On a wonky note, it’s worth pointing out just how outrageous this whole “no one over 55” approach is. If you don’t want to rein in Medicare growth in the first place, that’s fine. But if you do want to rein in Medicare growth, current and near seniors are the #1 group that should be required to share in the pain. Seniors all like to think that they’re just getting their due from a system they paid into all their lives, but it ain’t true.

On a similar note, Tomasky quotes a very succinct explanation on why, of course, Ryan’s plan would make things worse ever for those over 55:

The estimable Henry Aaron of the Brooking Insitution explains that premiums for seniors who stay enrolled in traditional Medicare under Ryan would increase:

The reason is technical, but easy to understand.

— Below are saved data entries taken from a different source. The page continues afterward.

PR #577, opened 2016-06-30
Core modules reorganization.

hishamhm:
Isolate all modules used by luarocks.loader in a luarocks.core.* namespace. Core modules can only require other core modules, and they only use require() at the top-level chunk. In other words, after luarocks.loader is setup, package.path can be altered at will and it should not affect the ability of luarocks.loader to run, and the luarocks.loader modules should not interfere with modules loaded later.

This was motivated by @robooo's GSoC work on porting the LuaRocks test suite to Lua using Busted. Busted itself runs using luarocks.loader, and we need to ensure that the modules loaded by the tests do not conflict with the ones used by luarocks.loader.

A circular dependency between luarocks.manif and luarocks.search was removed by creating a separate luarocks.manif.writer module.

Also, luarocks-admin commands were moved to a luarocks.admin.* namespace.


test/testing.sh
```diff
@@ -577,7 +577,6 @@ fail_config_system_config() { rm -f "$testing_lrprefix/etc/luarocks/config.lua";
 test_config_system_config() { mkdir -p "$testing_lrprefix/etc/luarocks"; touch "$testing_lrprefix/etc/luarocks/config.lua"; $luarocks config --system-config; err=$?; rm -f "$testing_lrprefix/etc/luarocks/config.lua"; return $err; }
 fail_config_system_config_invalid() { mkdir -p "$testing_lrprefix/etc/luarocks"; echo "if if if" > "$testing_lrprefix/etc/luarocks/config.lua"; $luarocks config --system-config; err=$?; rm -f "$testing_lrprefix/etc/luarocks/config.lua"; return $err; }
 test_config_user_config() { $luarocks config --user-config; }
-fail_config_user_config() { LUAROCKS_CONFIG="/missing_file.lua" $luarocks config --user-config; }
```
mpeterv: Why is this test removed? For some reason can't see it in the travis log on master either.

mpeterv:
Dependencies of `luarocks.loader` before and after this PR: http://imgur.com/a/Krewe

mpeterv:
I'll look through all the changes more thoroughly but so far it looks good. One thing I don't like is the unused `require` locals. I understand the purpose but IMO it's better to add a readme to the core subdirectory explaining why `require` shouldn't be called after the top part.

test/testing.sh
hishamhm: I think there was a discussion about this, but I don't remember where. But the situation right now is that this test is not working because the behavior of config loading in luarocks.cfg was changed a while ago (when @Tieske made it smarter). 

The end result is that now, a missing file in $LUAROCKS_CONFIG only causes a warning, and then luarocks.cfg proceeds trying to load the defaults. On my machine, where I do have an existing ~/.luarocks, this ends up returning success, and the test fails. 

I assume that on Travis, where ~/.luarocks doesn't exist, this fails with a file-not-found status, so it gets the expected fail status, but for the wrong reason. In any case, the test, written as is, is misleading.

I deleted it here because I stumbled upon this (again) when running the test suite locally to check these changes. (My approach in this patch was "fix things until the testsuite and luacheck-in-dit seem happy.)

hishamhm:
The unused `require` locals annoy luacheck (and therefore look ugly in Dit), but I wanted an enforced runtime check to verify that this rule isn't being violated.

And thank you for the graphs! It looks reassuring. Also, since the luarocks.core.* modules are in general smaller, we get the added benefit that luarocks.loader is now a bit lighter-weight. :)

mpeterv:
> The unused require locals annoy luacheck (and therefore look ugly in Dit), but I wanted an enforced runtime check to verify that this rule isn't being violated.

All right, maybe it's clear enough that `something_unused = nil` means "don't use `something_unused`. BTW luacheck can be silenced with `-- luacheck: ignore` on the line with assignment. (another BTW, maybe we could add `.luacheckrc` to the root so that `luacheck src` produces no warnings? Unfortunately dit can't use the config but plugins for other editors that use luacheck from command line can. Sorry for derail.)

hishamhm:
> BTW, maybe we could add .luacheckrc to the root so that luacheck src produces no warnings? 

Sure!

> Unfortunately dit can't use the config but plugins for other editors that use luacheck from command line can. 

I'll look into supporting .luacheckrc in Dit during my next round of productive procrastination. :)

PR #583, opened 2016-07-08
Minor changes and fixes for new test suite

mpeterv:
This is just a heap of commits adjusting the new test suite a little. Not sure if this can be merged completely, will probably refine and cherry-pick commits one by one.

So far I like the new test suite a lot. Implementing it using busted allows us to later improve it further:

* Make it Windows-compatible
* Try to reduce output noise for successful tests. Typically in busted specs tests don't output anything at all if they pass. On failure, assertion that failed should provide enough information for debugging. This is definitely not true for `assert.is_true` and `assert.is_false` assertions that are used when checking command success and failure (it just prints: `expected true, got false`). If we'll go this way we'll need custom assertions that execute command and print it and its output on unexpected result. A collections of such assertions would be valuable for testing other command-line programs, might want to make that a library.


hishamhm:
Wow, thanks Peter! That's a thorough review! I'm glad you like the new test suite, @robooo has been putting a lot of work on it (and it's awesome that we already got it to a mergeable state and he's still basically halfway through his GSoC!)

If both you and @robooo are fine with all these changes, I think they are good to merge.

PR #591, opened 2016-07-15
update 7zip from the official page and mkdir and libiconv2.dll from GOW*

Stanzilla:
* https://github.com/bmatzelle/gow

Looks like the binaries were not that old after all, copying them over only the two files had changes.


hishamhm:
Thanks for the PR! But it looks like these broke the build on Windows, according to the Appveyor run. :(

Issue #602, opened 2016-08-16
Feature request: install.bat could autodetect /LV


hishamhm:
While looking at [this log](https://ci.appveyor.com/project/robooo/luarocks/build/2.2.1.304-test/job/9a7dx0uoywxt9ytf) it seems that install.bat succeeded finding a Lua executable (`/LUA` was given), but then it proceeded to try to find a Lua 5.1 library, when the Lua executable found was actually Lua 5.2. The installer could run the Lua executable after finding it (something like `lua -e 'print((_VERSION:gsub("Lua ","")))'`) to extract its version, and use it to auto-detect the version when `/LV` is not given (and possibly, to check that it is consistent, when `/LV` is given).

mpeterv:
For other systems `./configure` already does that, right? Should be easy to replicate.

PR #605, opened 2016-08-21
Detect Lua version in install.bat

mpeterv:
Implements #602. The first four commits are almost pure refactoring (visible changes should be that there will be no trailing backslashes in autodetected LUA_BINDIR, LUA_INCDIR and LUA_LIBDIR), but I'd like to have them reviewed since the code may not be very well covered with tests right now. It may be useful to test @robooo's Windows testsuite with this before merging.

### DIFF
--- a/install.bat
+++ b/install.bat
@@ -287,56 +287,32 @@ end
 -- ***********************************************************
 -- Detect Lua
 -- ***********************************************************
-local function look_for_interpreter (directory)
+local function look_for_interpreter(directory)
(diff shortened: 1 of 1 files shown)


mpeterv:
I've pulled this on top of #606 and removed `/LV` from LuaRocks installation command, it works: https://ci.appveyor.com/project/mpeterv/luarocks/build/2.2.1.1-test

robooo:
great, good job

PR #608, opened 2016-08-22
Run Windows tests with MinGW

hishamhm:
Adds MinGW to the test matrix in Appveyor.
Note commit af41c31 — it's a change in the LuaRocks defaults, but I think it makes sense because Makefile.win is a leftover from Kepler days, and those are usually nmake makefiles for MSVC; any rockspecs depending on that default value were most likely broken with MinGW.

This PR also removes "/LV" from the testsuite, thanks to #605.

### DIFF
--- a/appveyor.yml
+++ b/appveyor.yml
@@ -7,23 +7,23 @@ environment:
 
   matrix:
   - LUA: "lua 5.1"
-    COMPILER: "msvc"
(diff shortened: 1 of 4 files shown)


mpeterv:
Looks good to me, although probably need to revert verbose call in a test if it now passes?

PR #4, opened 2014-07-11
6.1 language

bwrsandman:
Port of https://code.launchpad.net/~savoirfairelinux-openerp/openerp-hr/language/+merge/194925

### DIFF
--- a/hr_language/__init__.py
+++ b/hr_language/__init__.py
@@ -1,0 +1,22 @@
+# -*- encoding: utf-8 -*-
+###############################################################################
+#
+#    OpenERP, Open Source Management Solution
+#    Copyright (C) 2013 Savoir-faire Linux (<http://www.savoirfairelinux.com>).
+#
+#    This program is free software: you can redistribute it and/or modify
+#    it under the terms of the GNU Affero General Public License as
+#    published by the Free Software Foundation, either version 3 of the
+#    License, or (at your option) any later version.
+#
+#    This program is distributed in the hope that it will be useful,
+#    but WITHOUT ANY WARRANTY; without even the implied warranty of
+#    MERCHANTABILITY or FITNESS FOR A PARTICULAR PURPOSE. See the
+#    GNU Affero General Public License for more details.
+#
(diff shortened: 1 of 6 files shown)


lepistone:
Hi @joaoalf @yvaucher @pedrobaeza Are the points you raised on launchpad still open? If not, we can probably merge that. Thanks!

pedrobaeza:
Well, I still think we can find a way to not translate again all languages in this module, so I can't give my approval yet.

yvaucher:
I'm ok with this first version. My remark was answered. :+1:

ghost:
Is it really necessary to have 2 boolean fields for read and write. It seems redundant?

bwrsandman:
@dufresnedavid You can have someone who can read and not write.

Do you mean it would be better as a selection?

ghost:
I think it should be only one boolean named read/write and one boolean speak.

max3903:
On my resume, I could say I read spanish, but I do not write it.

yvaucher:
@dufresnedavid I disagree with you, reading is different than writing. As said @bwrsandman and @max3903 you can read a language and understand most of it but you couldn't write as you don't know enough rules of grammar or vocabulary. When reading you can make guess of meaning of some sentence or words in their context. You cannot guess when you are writing.

Moreover, if you take languages tests, you will be evalutated on listening, speaking, reading and writing skills. With a score on each skill.
http://en.wikipedia.org/wiki/International_English_Language_Testing_System#IELTS_test_structure

Still booleans seems to me a be too restrictive. However, as there are plenty of scales for languages, I wouldn't force to use one. In future we should replace it by a Selection list. Maybe with different modules for each type of scale.

yvaucher:
@dufresnedavid @max3903 @pedrobaeza @bwrsandman @joaoalf If one of you also aprove I merge.

About @dufresnedavid remark, correct me if I'm wrong, but we have more opinion in favor of multiple booleans. So I consider it's ok that way.

max3903:
:+1:

PR #6, opened 2014-07-11
Add meta files

bwrsandman:


rvalyi:
the build fails because no smtpclient python module is found, but I guess this is not the scope of this merge proposal right? So I would approve if you confirm. Thanks for that work.

bwrsandman:
@rvalyi actually it fails because of PEP8

pedrobaeza:
:+1:

PR #14, opened 2014-07-22
[7.0] Fix issue when no lastname is supplied

bwrsandman:


dreispt:
Why not this?

```
names = (vals.get('firstname'), vals.get('lastname'))
vals['name'] = " ".join(s for s in names if s)
```

bwrsandman:
Because the error it fixes is in cases where `vals['name']` is supplied and first and last aren't.
I want to avoid overwriting vals['name']
see: https://travis-ci.org/OCA/hr/builds/30551570#L2047

dreispt:
OK. :thumbsup:

pedrobaeza:
:+1:

PR #31, opened 2014-10-20
Update travis.

### LINKED ISSUE #11: [6.1] Fix `hr_interview` dependency on `smtpclient`
6.1 tests are failing because:

```
except_orm: (u'Error', u"You try to install module 'hr_interview' that depends
on module 'smtpclient'.\nBut the latter module is not available in your system.")
```

bwrsandman:
Closes #11


dreispt:
I believe there was a discussion on non OCA module dependencies, and the general opinion was that OCA modules should not depend on non-OCA modules.

The way to go should be to remove the dependency from the OCA module.

bwrsandman:
Removed the deps

pedrobaeza:
:+1:

yvaucher:
:+1:  errors not related to this one

PR #35, opened 2014-11-11
Added module hr_salary_rule_variable

ghost:
This module allows to separate from the salary rules, the data that changes over the years. Example, an employer must pay a contribution of 0.0495 x GROSS on every pay slip. The rate may change over the years, but the logic always stays the same (rate \* GROSS).


max3903:
:+1:

hr_salary_rule_variable/hr_salary_rule.py
```diff
@@ -0,0 +1,45 @@
...
+#    You should have received a copy of the GNU Affero General Public License
+#    along with this program.  If not, see <http://www.gnu.org/licenses/>.
+#
+##############################################################################
+
+from openerp.osv import fields, orm
+
+
+class hr_salary_rule(orm.Model):
+    _name = 'hr.salary.rule'
```
pedrobaeza: Not needed

hr_salary_rule_variable/hr_payslip.py
```diff
@@ -0,0 +1,71 @@
...
+#
+##############################################################################
+
+from openerp.osv import orm
+from openerp.tools.safe_eval import safe_eval as eval
+from openerp.tools.translate import _
+
+
+class hr_payslip(orm.Model):
+    _name = 'hr.payslip'
```
pedrobaeza: Not needed

pedrobaeza:
Good contribution! What I don't see is where do you call `get_rule_variable` for applying variables on rules. Can you please explain me?

ghost:
In the python script of a salary rule, you may call it via the payslip browsable object:
payslip.get_rule_variable(rule_id, payslip.date_from)
rule_id always refer to the current rule.

pedrobaeza:
You should mention then how to use it on the moduel description.

The rest :+1:

pedrobaeza:
Thanks for the changes :+1:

The premium for those who stay in traditional Medicare under the Ryan plan would be calculated as under current law, but the average cost of serving those who remain in traditional Medicare would go up as private insurance companies market selectively to those with relatively low anticipated costs. The average cost of those who remain in traditional Medicare would therefore increase. As a result of this gap, the financing for traditional Medicare would become progressively less adequate, throwing into doubt the very survival of the program.

Faced with these facts, as Tomasky puts it, “lying is so much easier.”